• **ACTIVITY**
Look through the material below and show every line with the word "PluginDescriptor".

• **THE DATA**

PR #1004, opened 2017-06-26
[CableScan/FastScan] add sanity check if Session is None

Dima73:
-When install plugin without restart GUI

### DIFF
--- a/lib/python/Plugins/SystemPlugins/CableScan/plugin.py
+++ b/lib/python/Plugins/SystemPlugins/CableScan/plugin.py
@@ -248,7 +248,7 @@ def getNimList():
 	return [x for x in nimmanager.getNimListOfType("DVB-C") if config.Nims[x].configMode.value != "nothing"]
 
 def CableScanMain(session, **kwargs):
-		Session.open(CableScanScreen, getNimList())
+	session.open(CableScanScreen, getNimList())
 
 def restartScanAutoStartTimer(reply=False):
 	if reply:
@@ -259,7 +259,7 @@ def restartScanAutoStartTimer(reply=False):
 
 def CableScanAuto():
 	nimlist = getNimList()
-	if nimlist:
+	if nimlist and Session:
 		if Session.nav.RecordTimer.isRecording():
 			restartScanAutoStartTimer()
 		else:
@@ -278,8 +278,9 @@ def standbyCountChanged(value):
 
 def startSession(session, **kwargs):
 	global Session
-	Session = session
-	config.misc.standbyCounter.addNotifier(standbyCountChanged, initial_call=False)
+	if Session is None:
+		Session = session
+		config.misc.standbyCounter.addNotifier(standbyCountChanged, initial_call=False)
 
 def CableScanStart(menuid, **kwargs):
 	if menuid == "scan" and getNimList():
--- a/lib/python/Plugins/SystemPlugins/FastScan/plugin.py
+++ b/lib/python/Plugins/SystemPlugins/FastScan/plugin.py
@@ -367,8 +367,9 @@ def standbyCountChanged(value):
 
 def startSession(session, **kwargs):
 	global Session
-	Session = session
-	config.misc.standbyCounter.addNotifier(standbyCountChanged, initial_call=False)
+	if Session is None:
+		Session = session
+		config.misc.standbyCounter.addNotifier(standbyCountChanged, initial_call=False)
 
 def FastScanStart(menuid, **kwargs):
 	if menuid == "scan":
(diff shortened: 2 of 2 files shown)


littlesat:
As far I can see not required....

Dima73:
Why such small cosmetic corrections cause such big problems?
I showed the crash-log, is it not enough?
The second day we spend on this precious time.
And there is no result so far.

littlesat:
Nope... As I could not create the crashlog...... And do not find a mechanism to get it.... Simply when I cannot verify/trigger the issue I do not want to make the code more complicated as needed..... And why do you need restart????

littlesat:
It seems this is required when you want to install/remove the plugin itself...We should try to use AUTOSTART ootion instead as with this we might also solve a gsod when put the box in standby after removing the plugin.

littlesat:
I was thinking about something like this... [untested]
--- a/lib/python/Plugins/SystemPlugins/CableScan/plugin.py
+++ b/lib/python/Plugins/SystemPlugins/CableScan/plugin.py
@@ -248,7 +248,7 @@ def getNimList():
        return [x for x in nimmanager.getNimListOfType("DVB-C") if config.Nims[x].configMode.value != "nothing"]

 def CableScanMain(session, **kwargs):
-               Session.open(CableScanScreen, getNimList())
+               session.open(CableScanScreen, getNimList())

 def restartScanAutoStartTimer(reply=False):
        if reply:
@@ -276,10 +276,14 @@ def standbyCountChanged(value):
                inStandby.onClose.append(leaveStandby)
                CableScanAutoStartTimer.startLongTimer(150)

-def startSession(session, **kwargs):
+def autostart(reason, **kwargs):
        global Session
-       Session = session
-       config.misc.standbyCounter.addNotifier(standbyCountChanged, initial_call=False)
+       if reason == 0 and "session" in kwargs and not Session:
+               Session = kwargs["session"]
+               config.misc.standbyCounter.addNotifier(standbyCountChanged, initial_call=False)
+       elif reason == 1:
+               Session = None
+               config.misc.standbyCounter.removeNotifier(standbyCountChanged)

 def CableScanStart(menuid, **kwargs):
        if menuid == "scan" and getNimList():
@@ -288,8 +292,8 @@ def CableScanStart(menuid, **kwargs):
                return []

 def Plugins(**kwargs):
-       if nimmanager.hasNimType("DVB-C"):
+       return nimmanager.hasNimType("DVB-C"):
                return [PluginDescriptor(name=_("Cable Scan"), description="Scan cable provider channels", where = PluginDescriptor.WHERE_MENU, fnc=CableScanStart),
-                       PluginDescriptor(where=[PluginDescriptor.WHERE_SESSIONSTART], fnc=startSession)]
+                       PluginDescriptor(where=[PluginDescriptor.WHERE_SESSIONSTART, PluginDescriptor.WHERE_AUTOSTART], fnc=autostart)]
        else:
                return []
diff --git a/lib/python/Plugins/SystemPlugins/FastScan/plugin.py b/lib/python/Plugins/SystemPlugins/FastScan/plugin.py
index b8a8cc533..27687da8e 100644
--- a/lib/python/Plugins/SystemPlugins/FastScan/plugin.py
+++ b/lib/python/Plugins/SystemPlugins/FastScan/plugin.py
@@ -365,10 +365,14 @@ def standbyCountChanged(value):
                inStandby.onClose.append(leaveStandby)
                FastScanAutoStartTimer.startLongTimer(90)

-def startSession(session, **kwargs):
+def autostart(reason, **kwargs):
        global Session
-       Session = session
-       config.misc.standbyCounter.addNotifier(standbyCountChanged, initial_call=False)
+       if reason == 0 and "session" in kwargs and not Session:
+               Session = kwargs["session"]
+               config.misc.standbyCounter.addNotifier(standbyCountChanged, initial_call=False)
+       elif reason == 1:
+               Session = None
+               config.misc.standbyCounter.removeNotifier(standbyCountChanged)

 def FastScanStart(menuid, **kwargs):
        if menuid == "scan":
@@ -379,6 +383,6 @@ def FastScanStart(menuid, **kwargs):
 def Plugins(**kwargs):
        if (nimmanager.hasNimType("DVB-S")):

• **ANSWER SECTION**
                return [PluginDescriptor(name=_("Cable Scan"), description="Scan cable provider channels", where = PluginDescriptor.WHERE_MENU, fnc=CableScanStart),
-                       PluginDescriptor(where=[PluginDescriptor.WHERE_SESSIONSTART], fnc=startSession)]
+                       PluginDescriptor(where=[PluginDescriptor.WHERE_SESSIONSTART, PluginDescriptor.WHERE_AUTOSTART], fnc=autostart)]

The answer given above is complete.